SR: O que isso quer dizer efetivamente?
Fabrício: Quando você suspende as sanções, você evita que a autoridade de dados possa punir, por outro lado você permite que os direitos e deveres previstos na lei possam estar plenamente instituídos com a vigência e isso abriria margem para ações judiciais individuais e coletivas do Ministério Público, Senacon, associações e os próprios titulares também. Mais uma informação importante é o fato dos projetos do Senado estarem com a relato ria da presidente da CCJ, que é a Senadora Simone Tebet, isso também é uma variável de grande relevância nesse cenário, ou seja, ninguém pegaria um projeto para relatar se não fosse para aprovar. Tudo está caminhando no sentido que vá ser aprovada essa prorrogação.
SR: A aprovação da prorrogação pelo Senado tem um peso maior?
Fabrício: Sim, o governo federal fica de uma certa forma confortável porque evita um desgaste de uma medida provisória, todas as apostas estavam no sentido de que teria uma MP, mas com o Senado capitaneando essas iniciativas e a Câmara chancelando, fica claro que é uma vontade do Congresso, ou seja, em tese uma vontade da sociedade. Existe nisso um conforto político para o Presidente, só teria o ônus de sancionar, o que não seria tão difícil porque se o Congresso aprovar nesse cenário de pandemia fica muito claro que o governo não iria rejeitar uma proposta dessa natureza.
SR: O Governo pode até se beneficiar com a prorrogação, mas no setor privado as opiniões estão divididas, não?
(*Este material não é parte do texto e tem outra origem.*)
PR #9359, opened 2026-07-31
RG-2791 Alias imported `button` value and guard built CSS against `@value` ident collisions

Hypnosphi:
## Problem

The CSS-modules `@value` import replacement (icss-utils `replaceValueSymbols`, run by `postcss-modules` inside `@jetbrains/rollup-css-plugin`) rewrites the imported identifier as a bare token **everywhere** in the file — selectors, at-rule params, declaration values — not only in `.class` positions.

#9353 fixed the `active` collision (`:active` → invalid `:ring-button-active`, `(-ms-high-contrast: active)` → invalid media query). But the published package still ships the same class of corruption for the `button` value: element selectors like `.common > button:first-child` and `.buttonToolbar > button` are emitted as bare `ring-button-button` — an unknown element selector, so those rules (button-group corner radii, toolbar margins for plain `<button>`s) are dead in every browser. Verified against the published `@jetbrains/ring-ui-built` `components/style.css`.

## Fix

- Alias `button as buttonClass` in `button-group.css` and `button-toolbar.css` (same approach as #9353) and rename the `.button` class usages; bare `button` element selectors are untouched and now safe. No TSX code references `styles.button` from these files.

## Regression guard

- New `scripts/check-built-css.js`, run in `postbuild`: parses `dist/style.css` and fails the build on any scoped class name leaking outside class-selector position — pseudo-classes (`:ring-*`), bare element selectors, attribute names/values, functional pseudo args, at-rule params (`@media`, `@supports`, …), declaration values (with `var(--ring-*)`, declared `@keyframes` animation names, and `.ring-*` class selectors exempted where legitimate) — plus a positive check that the button-group `:active` rules survived.
- Unit tests for the checker in `src/global/check-built-css.test.ts` (19 cases covering each corruption context and the legitimate `ring-*` usages).

Verified locally: `npm run build` passes the new check, and the built `style.css` contains intact `.ring-button-group-common > button` selectors, zero `:ring-button-active`, and correct `(-ms-high-contrast:active)` media queries.

### DIFF
--- a/scripts/check-built-css.js
+++ b/scripts/check-built-css.js
@@ -1,0 +1,99 @@
+/*
+ * RG-2791: CSS-modules `@value` import replacement (icss-utils replaceValueSymbols) renames
+ * the imported identifier everywhere in the file, not only in `.class` positions. When an
+ * imported value name collides with another ident (`:active` pseudo-class, `button` element
+ * selector, `(-ms-high-contrast: active)` media feature value), the built CSS ends up with
+ * invalid selectors like `:ring-button-active` or bare `ring-button-button`, and browsers
+ * drop those rules entirely. Guard the built stylesheet against that.
+ */
+/* eslint-disable no-console */
+const fs = require('fs');
+const path = require('path');
+const postcss = require('postcss');
+
+// A scoped class name leaking outside class-selector position. In selectors a `ring-*` ident is
+// only legitimate right after `.` (class selector); in declaration values only inside a longer
+// ident such as `var(--ring-*)` or, for animation properties, as a name actually declared by a
+// scoped `@keyframes` in the same stylesheet. Everything else — `:ring-button-active` (was `:active`), bare
+// `> ring-button-button` (was `> button`), `:is(ring-x)`, `[ring-x]`, `[type=ring-x]`,
+// `12px/ring-x`, `content:'ring-x'` — is corruption left by the CSS-modules @value replacement.
+// ponytail: an intentional ring-prefixed attribute/string value (e.g. `[class~='ring-x']`) would
+// be a false positive — no such CSS exists; add an allowlist here if one ever appears
+const LEAK = /(?<![\w.-])ring-[\w-]+/;
+// In declaration values a `.` proves nothing (a leaked `content: ".ring-button-button"` would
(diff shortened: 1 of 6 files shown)


scripts/check-built-css.js
```diff
@@ -0,0 +1,99 @@
...
+ * the imported identifier everywhere in the file, not only in `.class` positions. When an
+ * imported value name collides with another ident (`:active` pseudo-class, `button` element
+ * selector, `(-ms-high-contrast: active)` media feature value), the built CSS ends up with
+ * invalid selectors like `:ring-button-active` or bare `ring-button-button`, and browsers
+ * drop those rules entirely. Guard the built stylesheet against that.
+ */
+/* eslint-disable no-console */
+const fs = require('fs');
+const path = require('path');
+const postcss = require('postcss');
```
aleksei-berezkin: `postcss` supports ESM imports

scripts/check-built-css.mjs
```diff
@@ -0,0 +1,99 @@
...
+
+  // Positive check: button-group :active rules survived the build intact
+  let hasButtonGroupActive = false;
+  root.walkRules(rule => {
+    if (rule.selector.includes('.ring-button-group-') && rule.selector.includes(':active')) {
+      hasButtonGroupActive = true;
+    }
+  });
+  if (!hasButtonGroupActive) {
+    errors.push('Expected at least one button-group rule with the :active pseudo-class');
```
aleksei-berezkin, line 85: Pls consider adding a comment (or an error msg) that if `button-croup.css` is reworked, this check may start failing, which may be expected, and that that some other positive check should be added in this case

aleksei-berezkin (approved):

andrey-skl (approved):

scripts/check-built-css.mjs
Hypnosphi: added: https://github.com/JetBrains/ring-ui/pull/9359/changes/1fabadfad603abe9329ba19aeed42c0e34b4a37a#diff-95e868c12159d93615e4976ed3e347cb8600ad95e12003b35f011961d64a4f2eR75

scripts/check-built-css.js
Hypnosphi: switched to .mjs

Fabrício: Querendo ou não, o governo não tem nada em implementação, nada executado dentro dos seus órgãos. O governo se beneficia com uma eventual prorrogação. É ruim para a sociedade de certa forma, sim, porque estamos adiando a proteção de direitos fundamentais, mas por outro lado é um cenário de pandemia. Então mais uma vez fica ao juízo político do Congresso.